Summary

Hemocytes mikrobiyal enfeksiyon ve çözümleme çekme--dan Drosophila melanogaster larva

Published: May 24, 2018
doi:

Summary

Bu yöntem, patojen işgali üç boyutlu (3D) modelleri ile böcek hücreye görselleştirmek gösterilmiştir. Hemocytes Drosophila larvaları üzerinden viral veya bakteriyel patojenler, ex vivo veya vivo içindeile bulaşmış. Virüslü hemocytes daha sonra sabit ve görüntüleme için bir confocal mikroskop ve sonraki 3D hücresel yeniden yapılanma ile lekeli.

Abstract

Drosophila melanogaster, patojenik enfeksiyon sırasında hemocytes enfeksiyon boyunca bağışıklık yanıtındaki önemli bir rol oynamaktadır. Böylece, bu iletişim kuralının amacı belirli bir bağışıklık yerde uçar, yani hemocytes patojen işgali görselleştirmek için bir yöntem geliştirmektir. Burada 3 × 10 anlatılan yöntemle6 canlı hemocytes 200 Drosophila 3rd INSTAR larva ex vivo enfeksiyon için 30 dk içinde elde edilebilir. Alternatif olarak, hemocytes enfekte vivo içinde 3rd INSTAR larva için 24 saat sonrası enfeksiyon hemocyte çıkarma tarafından takip enjeksiyon yoluyla olabilir. Bu virüslü primer hücre tespit edildi, lekeli ve confocal mikroskobu kullanarak yansıma. Sonra 3D temsilcilikleri patojen işgal kesin olarak göstermek için görüntülerden üretildi. Ayrıca, yüksek kaliteli RNA qRT-PCR patojen mRNA şu tespiti için elde edilebilir enfeksiyon ve yeterli protein hulâsa Western blot analizi için bu hücrelerden. Birlikte ele alındığında, biz patojen işgalinin kesin uzlaşma ve enfeksiyon bakteriyel ve viral patojen türleri ve verimli bir yöntem hemocyte çıkarılması için yeterli canlı hemocytes Drosophila elde etmek için kullanarak onay için bir yöntem mevcut larva ex vivo ve in vivo enfeksiyon deneyler için.

Introduction

Drosophila melanogaster doğuştan gelen bağışıklık1incelenmesi için bir iyi kurulmuş model organizmadır. Doğuştan gelen bağışıklık yanıtı sırasında hemocytes yanıt patojeni meydan okuma olarak önemli bir rol oynamaktadır. Hemocytes mantar, viral ve bakteriyel enfeksiyon2,3sırasında fagositik eylem yoluyla patojen mücadelede önemli bir işleve sahip yanı sıra parazit Kapsüllenen için kritik öneme sahiptir.

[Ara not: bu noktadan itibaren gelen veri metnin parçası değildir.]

PR #4211, opened 2025-03-28
Enh: More targeted drive prop set

rakuy0:
Pared down some other perms related things since those belonged more in optic land. I guess the main question is how many rails should we have on the prop path set?


synapse/lib/drive.py
```diff
@@ -69,6 +69,9 @@ def _reqInfoType(self, info, typename):
 
     def getItemInfo(self, iden, typename=None):
         info = self._getItemInfo(s_common.uhex(iden))
+        if not info:
```
rakuy0, line 72: if you supply a typename and the drive doesn't have that iden, you get an unhandled python Attribute error about NoneType not having a `get` attribute.

synapse/lib/cell.py
```diff
@@ -1715,6 +1715,27 @@ async def delDriveInfo(self, iden):
     async def setDriveInfoPerm(self, iden, perm):
         return self.drive.setItemPerm(iden, perm)
 
+    @s_nexus.Pusher.onPushAuto('drive:data:path:set')
+    async def setDriveItemProp(self, iden, path, valu):
```
invisig0th, line 1719: would we want the ability to update the version with this call?

invisig0th (approved):

synapse/lib/cell.py
rakuy0: I'd say yea. Otherwise you have to do another kinda awkward call to `setItemData` since there's not really a way to set just the version info. I'll add that param :+1:

invisig0th (approved):

PR #4216, opened 2025-03-31
Visi model 20250331

invisig0th:


synapse/models/telco.py
```diff
@@ -193,6 +193,11 @@ def getModelDefs(self):
                     'doc': 'A mobile cell site which a phone may connect to.'
                 }),
 
+                # TODO - eventually break out ISO-3 country code into a sub
+                # https://en.wikipedia.org/wiki/TADIG_code
+                ('tel:mob:tadig', ('str', {'regex': '^[A-Z0-9]{5}$', 'strip': 1}), {
```
Cisphyx, line 198: I do see we have a few other places we use `1` instead of `True` but I'm going to clean those up in the 3x branch right now for consistency.
```suggestion
                ('tel:mob:tadig', ('str', {'regex': '^[A-Z0-9]{5}$', 'strip': True}), {
```

invisig0th: Thanks. Copy/pasta error ;)

PR #4221, opened 2025-04-02
Deprecate aha network args

vEpiphyte:


synapse/lib/aha.py
```diff
@@ -250,26 +253,31 @@ async def delAhaSvc(self, name, network=None):
...
         '''
+        if network is not None:
+            s_common.deprecated('delAhaSvc() network argument', curv='v2.206.0')
         svcname, svcnetw, svcfull = self.cell._nameAndNetwork(name, network)
         await self._reqUserAllowed(('aha', 'service', 'del', svcnetw, svcname))
         return await self.cell.delAhaSvc(name, network=network)
 
     async def getCaCert(self, network):
-
+        s_common.deprecated('genCaCert() network argument', curv='v2.206.0')
```
Cisphyx, line 263:
```suggestion
        s_common.deprecated('getCaCert()', curv='v2.206.0')
```

Cisphyx: Or should this be checking if `network` is not None?

vEpiphyte: In 3.x.x `getCaCert()` on its own should return the CA certificate for AHA cell's `aha:network` value. So it's kind of an odd one to handle :thinking:

vEpiphyte: tweaked the language a bit

synapse/lib/aha.py
```diff
@@ -250,26 +253,31 @@ async def delAhaSvc(self, name, network=None):
...
         '''
+        if network is not None:
+            s_common.deprecated('delAhaSvc() network argument', curv='v2.206.0')
         svcname, svcnetw, svcfull = self.cell._nameAndNetwork(name, network)
         await self._reqUserAllowed(('aha', 'service', 'del', svcnetw, svcname))
         return await self.cell.delAhaSvc(name, network=network)
 
     async def getCaCert(self, network):
-
+        s_common.deprecated('genCaCert() will no longer accept a network argument', curv='v2.206.0')
```
Cisphyx, line 263:
```suggestion
        s_common.deprecated('getCaCert() will no longer accept a network argument', curv='v2.206.0')
```

changes/af0603a5aef92f347e1d1c6a5292cddd.yaml
```diff
@@ -0,0 +1,6 @@
+---
+desc: Deprecated network related API arguments for AHA APIs and related tools. Multi-network
```
invisig0th, line 2: Maybe something more like `Deprecated support for multiple AHA network names being hosted by one AHA deployment. Synapse 3.0 AHA deployments will be simplified to hosting only one network.`

synapse/lib/aha.py
```diff
@@ -184,6 +185,8 @@ async def addAhaSvc(self, name, info, network=None):
         NOTE: In order for the service to remain marked "up" a caller
               must maintain the telepath link.
         '''
+        if network is not None:
+            s_common.deprecated('addAhaSvc() network argument', curv='v2.206.0')
```
invisig0th, line 189: did we want to specify a depr version for these as well?

invisig0th (changes requested):

synapse/lib/aha.py
vEpiphyte: We default to using 3.0.0.

Cisphyx (approved):

PR #4224, opened 2025-04-04
Ensure inet:http:resp header keys are strings (SYN-9015)

vEpiphyte:


synapse/lib/stormhttp.py
```diff
@@ -457,23 +457,23 @@ async def _httpRequest(self, meth, url, headers=None, json=None, body=None,
                         hnfo = {
                             'code': hist.status,
                             'reason': await self.codereason(hist.status),
-                            'headers': dict(hist.headers),
+                            'headers': {str(k): v for k, v in hist.headers.items()},
```
Cisphyx, line 460: do we need to preserve multidict behavior here in some way (making the value a list or something if there are multiple values for a key?)

Cisphyx (approved):

synapse/lib/stormhttp.py
vEpiphyte: For reference: We already broke that behavior when casting the CIMultiDict into a dict.

MichaelSquires (approved):

PR #4227, opened 2025-04-07
Add $str.join() method (SYN-2093)

vEpiphyte:


synapse/lib/stormtypes.py
```diff
@@ -4659,6 +4659,26 @@ class Str(Prim):
         {'name': 'json', 'desc': 'Parse a JSON string and return the deserialized data.',
          'type': {'type': 'function', '_funcname': '_methStrJson', 'args': (),
                   'returns': {'type': 'prim', 'desc': 'The JSON deserialized object.', }}},
+        {'name': 'join', 'desc': '''
+                Join items into a string using the current string as a separator.
+
+                Examples:
+                    Join together a list of strings with a dot separator::
+
+                        cli> storm $sepr='.' $foo=$sepr.join(('rep', 'vtx', 'tag')) $lib.print($foo)
```
Cisphyx, line 4668: Should update the examples to use `storm` rather than `cmdr`

vEpiphyte: Currently we're using `cmdr` style `cli>` throughout the docs.
Do we want to cut them all over to `storm >` here?

Cisphyx: Yeah probably should since `cmdr` is deprecated and removed in 3.0

Cisphyx (approved):

MichaelSquires (approved):

PR #4230, opened 2025-04-09
anchor to UTC for timezone offset calculations (SYN-9036)

OCBender:
Blocks https://github.com/vertexproject/vtx-base-image/pull/887


changes/0e9736eaa0eef92f2d033cc8e5059bac.yaml
```diff
@@ -0,0 +1,5 @@
+---
+desc: Fixed epoch timestamp calculation by anchoring to UTC instead of local timezone.
```
Cisphyx, line 2: Maybe something a bit more targeted since this was just related to the toUTC conversion, like:
```suggestion
desc: Fixed an issue with ``$lib.time.toUTC()`` conversions by anchoring epoch to UTC instead of local timezone.
```
change looks good to me otherwise

vEpiphyte (changes requested):
Can you update the allowed pytz package?

Cisphyx (approved):

PR #4233, opened 2025-04-10
updates for syn3xx to support py313 (SYN-8570, SYN-9028)

OCBender:


synapse/cortex.py
```diff
@@ -1878,7 +1878,7 @@ async def _initStormDmons(self):
             try:
                 await self.runStormDmon(iden, ddef)
 
-            except asyncio.CancelledError:  # pragma: no cover  TODO:  remove once >= py 3.8 only
+            except asyncio.CancelledError:
```
Cisphyx, line 1881: This TODO is actually to remove these blocks since 3.8 changes CancelledError to a BaseException rather than Exception so we don't need to specifically catch it and re-raise in cases where we're also catching Exception

OCBender: Doh! I figured it was left over cruft but now reading what you wrote, its a bit more. I'll clean this up for the next commit. Thanks!

synapse/lib/link.py
```diff
@@ -61,7 +61,10 @@ async def unixconnect(path):
     '''
     Connect to a PF_UNIX server listening on the given path.
     '''
-    reader, writer = await asyncio.open_unix_connection(path=path)
+    try:
+        reader, writer = await asyncio.open_unix_connection(path=path)
+    except FileNotFoundError as e:
+        raise ConnectionRefusedError
```
MichaelSquires, line 67: Why are you raising an different exception?

synapse/tests/test_lib_agenda.py
```diff
@@ -1087,6 +1087,8 @@ async def task():
 
                     self.true(await asyncio.wait_for(evt.wait(), timeout=12))
 
+                    await asyncio.sleep(0.1)
+
```
MichaelSquires, line 1091: were you hitting a race or something?

synapse/tests/test_lib_cell.py
```diff
@@ -2423,10 +2423,11 @@ def spaceexc(self):
                     viewiden = view.get('iden')
 
                     opts = {'view': viewiden}
-                    with self.getLoggerStream('synapse.lib.lmdbslab',
-                                              'Error during slab resize callback - foo') as stream:
+                    with self.getAsyncLoggerStream('synapse.lib.lmdbslab',
+                                                   'Error during slab resize callback - foo') as stream:
                         nodes = await core.stormlist('for $x in $lib.range(200) {[inet:ip=([4, $x])]}', opts=opts)
-                        self.true(stream.wait(1))
```
MichaelSquires, line 2429: You still need to wait on the stream even though you switched it to async. Check the docstring for this CM for an example.

synapse/lib/link.py
OCBender: I did this to maintain backward compatibility. py313 adds a `cleanup_socket` to `create_unix_server` which defaults to True and now the file is automatically removed when the service is closed, previously the sock was not removed. We could set the value of cleanup_socket to false, it just seemed like the new default was a better choice.

MichaelSquires: agree that removing the socket file seems better. maybe bring it up as a goback just to be sure there's no other weird side effects of doing that.

synapse/tests/test_lib_agenda.py
OCBender: I had to add a small delay for the `isrunning` check between the core00 cron kill and core01 having the final updates.

synapse/tests/test_lib_cell.py
OCBender: Doh! Will fix this in the next commit.

synapse/tests/test_lib_agenda.py
MichaelSquires: Ah! That's likely still a bit racy. You can make sure the mirror has all the updates by doing `await core01.sync()`. `test_agenda_mirror_realtime` in this file does similar and it's pretty stable. Check there for examples.

synapse/tests/test_lib_cell.py
OCBender: resolved in [5eeac46](https://github.com/vertexproject/synapse/pull/4233/commits/5eeac465746aebf497cb82ce7601dec4461e5359)

synapse/tests/test_lib_agenda.py
OCBender: :+1: I've dropped the sleep and added the `sync()` in [b5b571f](https://github.com/vertexproject/synapse/pull/4233/commits/b5b571f75df75536d0806d412c1b42a147598c81)

synapse/lib/link.py
vEpiphyte: cleaning up socket file is much nicer behavior :)

OCBender: discussed in stand-up and this is OK for now, future ticket will abstract this out. Marking as resolved.

synapse/tests/test_model_infotech.py
```diff
@@ -1670,7 +1670,7 @@ async def test_infotech_cpes(self):
             with self.raises(s_exc.BadTypeValu):
                 await core.nodes("[ it:sec:cpe='cpe:2.3:a:openbsd:openssh:7.4\r\n:*:*:*:*:*:*:*' ]")
 
-            nodes = await core.nodes(r'[ it:sec:cpe="cpe:2.3:o:cisco:ios:12.1\(22\)ea1a:*:*:*:*:*:*:*" ]')
+            nodes = await core.nodes(r'[ it:sec:cpe="cpe:2.3:o:cisco:ios:12.1\\(22\\)ea1a:*:*:*:*:*:*:*" ]')
```
invisig0th, line 1673: raw strings do not require the extra escape here right?

synapse/tools/backup.py
```diff
@@ -145,7 +145,7 @@ def txnbackup(lmdbinfo, srcdir, dstdir, skipdirs=None):
 
     tock = s_common.now()
 
-    logger.debug(f'Backup complete. Took [{tock-tick:.2f}] for [{srcdir}]')
+    logger.debug(f'Backup complete. Took [{tock - tick:.2f}] for [{srcdir}]')
```
invisig0th, line 148: we should discuss all the operator spacing changes which seem unrelated to py 3.13

synapse/tests/test_lib_cell.py
```diff
@@ -1781,15 +1781,15 @@ async def streamdone():
                 self.len(0, nodes)
 
             with tarfile.open(bkuppath2, 'r:gz') as tar:
-                tar.extractall(path=dirn)
+                tar.extractall(path=dirn, filter='data')
```
invisig0th, line 1784: Are these changes required for 3.13 functionality?

synapse/tests/test_lib_agenda.py
```diff
@@ -1087,6 +1087,8 @@ async def task():
 
                     self.true(await asyncio.wait_for(evt.wait(), timeout=12))
 
+                    await core01.sync()
```
invisig0th, line 1090: was this failing a race in 3.13?

synapse/tests/test_model_infotech.py
OCBender: Even with raw strings Python treats the `\<char>` as an escape sequence and tries to match it against the C standard. However `\(` is invalid and throws a Syntax Warning: invalid escape sequence. Doubling the backslash ensures the char is treated a string literal avoiding the warning. Both ways are functional but by escaping the escape sequence we squash the warning.

synapse/tools/backup.py
OCBender: Sounds good, this cropped up because pydocstyle started to fail on the CircleCI tests for this PR. I didn't dig into why and just figured probably best to fix all linting errors.

synapse/tests/test_lib_cell.py
OCBender: I was getting a Deprecation Warning for tar which I believe was introduced in 3.12. [PEP 706](https://peps.python.org/pep-0706/) a new filter argument which lets you control how files are extracted and rejected. I figured it was a good idea to try and remove this warning so went with the 'data' filter (also the proposed default for 3.14). We can drop it or make adjustments to the filter if you want.

synapse/tests/test_lib_agenda.py
OCBender: Yes this was the only place where timing was an issue. Without a sync() the assertion was failing on `isrunning` for the killed cron task for the mirror cell. I originally had a sleep(0.1) but blackout suggested replacing it with a sync which also passes the test.

synapse/lib/time.py
```diff
@@ -312,5 +312,11 @@ def toUTC(tick, fromzone):
...
         raise s_exc.BadArg(mesg=mesg) from e
 
-    base = datetime.datetime(1970, 1, 1, tzinfo=tz) + datetime.timedelta(milliseconds=tick)
-    return int(base.astimezone(pytz.UTC).timestamp() * 1000)
+    base = datetime.datetime(1970, 1, 1) + datetime.timedelta(milliseconds=tick)
+    try:
+        localized = tz.localize(base, is_dst=None)
+    except pytz.exceptions.AmbiguousTimeError as e:
+        mesg = f'Ambiguous time: {base} {fromzone}'
+        raise s_exc.BadArg(mesg=mesg) from e
```
vEpiphyte, line 320: We should be able to test this?

Cisphyx (approved):

synapse/lib/time.py
OCBender: yeah the test is in the [bug PR](https://github.com/vertexproject/synapse/commit/806eb90116d03eda22babf60e612ef031aaed700#diff-5c10f002edaca1b0cbcbc511441d1edd6e4047a6e5afdf0d32c17751f17d61bfR2752), was hoping we could rebase this PR after those changes are merged or did you want to wait until a tagged release?

vEpiphyte (approved):

PR #4237, opened 2025-04-11
SYN-8869: pkg onloads surviving a cortex restart

MichaelSquires:


synapse/cortex.py
```diff
@@ -2943,10 +2951,11 @@ async def _onload():
...
                 except asyncio.CancelledError:  # pragma: no cover
                     raise
-                except Exception:  # pragma: no cover
-                    logger.warning(f'onload failed for package: {name}')
+                except Exception as exc:  # pragma: no cover
+                    logger.warning(f'onload failed for package: {name}', exc_info=exc)
                 await self.fire('core:pkg:onload:complete', pkg=name)
-            self.schedCoro(_onload())
+
+            self.runActiveTask(_onload())
```
invisig0th, line 2958: I think this can only be called if you already confirm that we are active. might be worth adding logic to `runActiveTask()` to check and/or bail if self.activebase is None or something.

MichaelSquires: I restored the check for `self.isactive`.

invisig0th (dismissed):

synapse/cortex.py
```diff
@@ -1581,6 +1581,9 @@ async def _runMigrations():
             for layer in self.layers.values():
                 await layer.initLayerActive()
 
+            for pkgdef in self.stormpkgs.values():
```
vEpiphyte, line 1584:
```suggestion
            for pkgdef in list(self.stormpkgs.values()):
```
Avoid runtime error

synapse/tests/test_lib_storm.py
```diff
@@ -2826,6 +2826,77 @@ async def get(self, name):
...
+                    ('core:pkg:onload:start', {'pkg': 'testload'}),
+                    ('core:pkg:onload:complete', {'pkg': 'testload'}),
+                ])
+
+                self.eq(await core00.callStorm('return($lib.globals.get(testload:version))'), 1)
+
+            s_tools_backup.backup(dirn00, dirn01)
+
+            async with self.getTestCore(dirn=dirn00) as core00:
+                waiter = core00.waiter(1, 'core:pkg:onload:complete')
```
vEpiphyte, line 2870: I like having the observable events for testing; but this waiter feels like we could be running into a future race condition if the coro finishes during `anit` and before we await the waiter.

Could the onload event storm code push to a Cortex queue? We can wait for items there in a non-culling fashion?

vEpiphyte: Do we have to account for the # of events being fired during replay tests as well?

vEpiphyte (changes requested):
Changelog

vEpiphyte (approved):

invisig0th (approved):

PR #242, opened 2020-10-09
Remove leftover mentions of scat_species_XXX_field

olemke:
Question @m-brath, @erikssonpatrick : I've removed some leftover mentions of scat_species_XXX_field in `methods.cc`, but I'm struggling with the documentation for [cloudboxSetAutomatically](https://atmtools.github.io/arts-docs-master/docserver/methods/cloudboxSetAutomatically.html). It also refers to `scat_species_XXX_field` in several sentences. I'm especially unsure how to correct the second paragraph that ends with:

> For the latter, the WSM needs to be called once per each scat_species_XXX_field, with previously determined cloudbox_limits provided through *cloudbox_limits_old*.

Does "the latter" here refer explicitly to `scat_species_XXX_field` and if so, does that mean that `cloudbox_limits_old` has no use anymore?


erikssonpatrick:
Seems that the WSM is still using the old PSD system, so I have to refer to @m-brath. 

However, I would say that the text here is not critical for v2.4, but the WSM and its text should be updated to v3 as part inside issue #206. 

In line with what I write for CHANGES, the question is if we bother to document all around the old PSD system, as we plan to remove it.

olemke:
Updated docs for `cloudboxSetAutomatically` after discussion with @m-brath

PR #250, opened 2020-10-16
Minor fixes

erikssonpatrick:
Hej, 

With v2.4 out of the way, here is my recent work that should get into master. A mix of things. most finihed, but second order integration not. Richard has to look at it, but thinks it is simplest if my code gets into master.

/P


olemke:
I'll have a look at the failing test. It's caused by changes in master since your branch is not fully up to date.

Was the addition of the file `transmissionmatrix.h.bu` intentional?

En iyi ana bilgisayarın doğuştan gelen bağışıklık yanıtı patojenik mikrobiyal enfeksiyon anlamak için nasıl patojen konak hücreleri enfeksiyon sırasında işgal görselleştirmek önemlidir. Bu görselleştirme işgali mekanizmasının bir anlaşmaya katkıda bulunur. Patojen hücre içi yerelleştirme ayrıntılarını ve hücresel yanıt ile birlikte, bu veriler enfeksiyon ve hangi ile mikrop etkileşim hücre organelleri ana bilgisayar yanıt hakkında ipuçları sağlar. Böylece, 3D modeli yeniden görüntüleme mikroskobu tarafından sonra konak hücreleri patojenler tam yerini belirlemek yararlı olabilir. Bu çalışmada, Avusturya’nın Coxiella burnetii (C. burnetii), Q ateşi, insan ve hayvan sağlığı için ciddi bir tehdit teşkil etmektedir birincil Drosophila hemocytes Hayvansal bir hastalık hastalığının görüntülenir. Son zamanlarda, Drosophila 2 dokuz mil faz II (NMII) klon C. burnetii 4 suşu ve bu zorlanma Drosophila4‘ te, çoğaltmak yapabiliyor bu gösteren Biyogüvenlik düzeyi duyarlı gösterilmiştir Drosophila C. burnetii patogenezi okumaya bir model organizma kullanılır.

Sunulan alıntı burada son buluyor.